Pero para suprimir la ley natural fue necesario quitar de en medio la creación porque, si se admite, supone reconocer al Creador. Y aquí se sitúan otros dos paquetes: volver a la creación y volver a Dios. ¡Vaya tela!, estarán pensando algunos; éste quiere volver a la cristiandad, al confesionalismo, a creer por obligación. Pues bien, si hay algo que no me gusta es todo eso. La cristiandad condujo a pensar que el príncipe cristiano debía ocuparse de que Dios estuviera presente en la ciudad temporal, desligando a los súbditos de ese deber. Y nos fue mal, pues tal evento constituyó una fuerza imponente para que los cristianos no se vieran llamados a ser santos en esa tareas. Tampoco supone renunciar al evolucionismo no excluyente de Dios.

Algo parecido podría decirse del Estado confesional. A la larga -no tan larga- ha sido un peso plúmbeo para la Iglesia, que necesita libertad porque -además de otras cosas- requiere adeptos libres. Sin libertad, no hay verdadero ejercicio de la fe. Por lo mismo, no se trata de imponer obligaciones contra natura, pero tampoco de aceptar cándidamente deberes contra natura, como los derivados de lo políticamente correcto que entre otras cuestiones reclama, no una sana laicidad, sino una sociedad laicista radicada en un pensamiento débil, en el relativismo que nos señala incapaces de dar respuesta a los interrogantes más hondos del ser humano. Proclamada la incapacidad, hemos llegado al pez que se muerde la cola: no sabemos qué es el hombre, ni de dónde procede ni adónde camina. No hay Dios, no hay ley natural, no hay naturaleza humana y, aunque parezca lo contrario, no hay libertad o, si se quiere, queda el «choice» de fin de semana.
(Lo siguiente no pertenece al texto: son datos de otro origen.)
PR #270, opened 2025-12-12
Bug 2001078 - Use generic _fetch to initiate post and get requests in ConsoleClient

1rneh:


browser/components/enterprise/modules/ConsoleClient.sys.mjs
```diff
@@ -245,43 +245,64 @@ export const ConsoleClient = {
    * a registered console endpoint. If we get a 401 or 403 refresh and retry once.
    *
    * @param {string} path - Console API to request
-   * @param {string} method - Console API method to use, GET or POST
-   * @param {{_didRefresh?: boolean}} [options]
+   * @param {"GET"|"POST"} method - Console API method to use
```
lissyx, line 243: nit: if we state GET/POST we should reject I think

lissyx (approved):

browser/components/enterprise/modules/ConsoleClient.sys.mjs
gcp, line 471: This is now invalid, as you changed the signature.

browser/components/enterprise/modules/ConsoleClient.sys.mjs
```diff
@@ -245,43 +245,64 @@ export const ConsoleClient = {
...
+   *
+   * @throws {InvalidAuthError|Error}
+   *
+   * @returns {Promise<any>} Promise which resolves to a parsed JSON response body.
    */
-  async _post(path) {
-    // TODO: Bug 2001078 - ConsoleClient shouldn't use the
-    // _get function to initiate POST requests
-    return this._get(path, "POST");
+  async _post(path, jsonBody) {
```
gcp: Note this is changing the signature, so old callers are passing in `undefined`.

browser/components/enterprise/modules/ConsoleClient.sys.mjs
```diff
@@ -245,43 +245,64 @@ export const ConsoleClient = {
...
+    if (jsonBody !== null) {
+      headers.set("Content-Type", "application/json");
+    }
 
     const url = this.constructURI(path);
-    const res = await fetch(url, { method, headers });
+    const res = await fetch(url, {
+      method,
+      headers,
+      body: jsonBody === null ? undefined : JSON.stringify(jsonBody),
```
gcp, line 266: I think here you will try to stringify `undefined`.

browser/components/enterprise/modules/ConsoleClient.sys.mjs
```diff
@@ -245,43 +245,64 @@ export const ConsoleClient = {
...
+   * @param {{ _didRefresh?: boolean, jsonBody?: object }} [options]
    * @throws {InvalidAuthError|Error}
    * @returns {Promise<any>} Parsed JSON response body.
    */
-  async _get(path, method = "GET", { _didRefresh = false } = {}) {
+  async _fetch(path, method, { _didRefresh = false, jsonBody = null } = {}) {
     const headers = new Headers({});
     const accessToken = await this.getAccessToken();
     headers.set("Authorization", `Bearer ${accessToken}`);
+    if (jsonBody !== null) {
```
gcp, line 258: This will trigger even if `jsonBody` is undefined.

browser/components/enterprise/modules/ConsoleClient.sys.mjs
```diff
@@ -339,8 +360,8 @@ export const ConsoleClient = {
             Accept: "application/json",
           },
           body: JSON.stringify({
-            grant_type: "refresh_token",
-            refresh_token: refreshToken,
+          grant_type: "refresh_token",
```
gcp: nit: noise.

Also your formatter is broken I think ;-)

browser/components/enterprise/modules/ConsoleClient.sys.mjs
```diff
@@ -245,43 +245,64 @@ export const ConsoleClient = {
...
-   * @returns {Promise<any>} Parsed JSON response body.
+   *
+   * @returns {Promise<any>} Promise which resolves to a parsed JSON response body.
+   */
+  async _get(path) {
+    return this._fetch(path, "GET");
+  },
+
+  /**
+   * Initiates a POST request again a registered console endpoint.
```
gcp: nit: spelling

gcp (changes requested):

browser/components/enterprise/modules/ConsoleClient.sys.mjs
gcp: I guess the simplest is just to give this a default and then the other code can stay as it is.

browser/components/enterprise/modules/ConsoleClient.sys.mjs
1rneh: I just re-checked the behavior of [default parameters](https://developer.mozilla.org/en-US/docs/Web/JavaScript/Reference/Functions/Default_parameters) because I wasn't sure anymore neither:
> Default function parameters allow named parameters to be initialized with default values if no value or undefined is passed.

So if `undefined` is passed to `_fetch` for `jsonBody`, then it's initialized with the default value `null` and we won't pass is to `JSON.stringify`.

browser/components/enterprise/modules/ConsoleClient.sys.mjs
1rneh: `jsonBody` can't be `undefined`, see explanation below.

gcp (approved):

PR #271, opened 2025-12-12
Enterprise add routes

lissyx:


taskcluster/gecko_taskgraph/transforms/task.py
```diff
@@ -1911,6 +1895,7 @@ def add_generic_index_routes(config, task):
 
 @index_builder("shippable")
 def add_shippable_index_routes(config, task):
+    print("add_shippable_index_routes", config.kind, task["label"])
```
ahal: leftover debug statement

taskcluster/gecko_taskgraph/transforms/task.py
```diff
@@ -1927,18 +1912,9 @@ def add_shippable_index_routes(config, task):
     subs["product"] = index["product"]
     subs["trust-domain"] = config.graph_config["trust-domain"]
     subs["branch_rev"] = get_branch_rev(config)
-    try:
-        subs["branch_git_rev"] = get_branch_git_rev(config)
-    except KeyError:
-        pass
-    subs["project"] = get_project_alias(config)
```
ahal, line 1934: I think we need to keep `get_project_alias` here, otherwise if you try to run a task with one of these routes from a PR it'll be a scope error.

taskcluster/gecko_taskgraph/transforms/task.py
```diff
@@ -280,12 +278,6 @@ def get_branch_rev(config):
     ]
 
 
-def get_branch_git_rev(config):
-    return config.params[
-        "{}head_git_rev".format(config.graph_config["project-repo-param-prefix"])
-    ]
```
ahal, line 286: Removing this is fine here, though it'll be nice to solve this on `firefox-main` in a way that works for both Enterprise and normal Firefox. That way other forks can benefit too and there will be fewer merge conflicts you need to deal with :).

I can look into landing something on firefox-main though.

ahal (changes requested):

taskcluster/gecko_taskgraph/transforms/task.py
lissyx: yeah it's not finished :)

ahal: my bad, misunderstood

Desde luego, yo no tengo soluciones mágicas para que eso sea visto así por todos y también aceptado por todos. Mejor dicho, sí tengo una, que constituiría el último paquete: pensar, reflexionar, enfrentarnos con nosotros mismos, palpar la realidad, evitando la evasión que nos aleja de lo que somos. Además, en la duda, ¿por qué actuar como si Dios no existiera?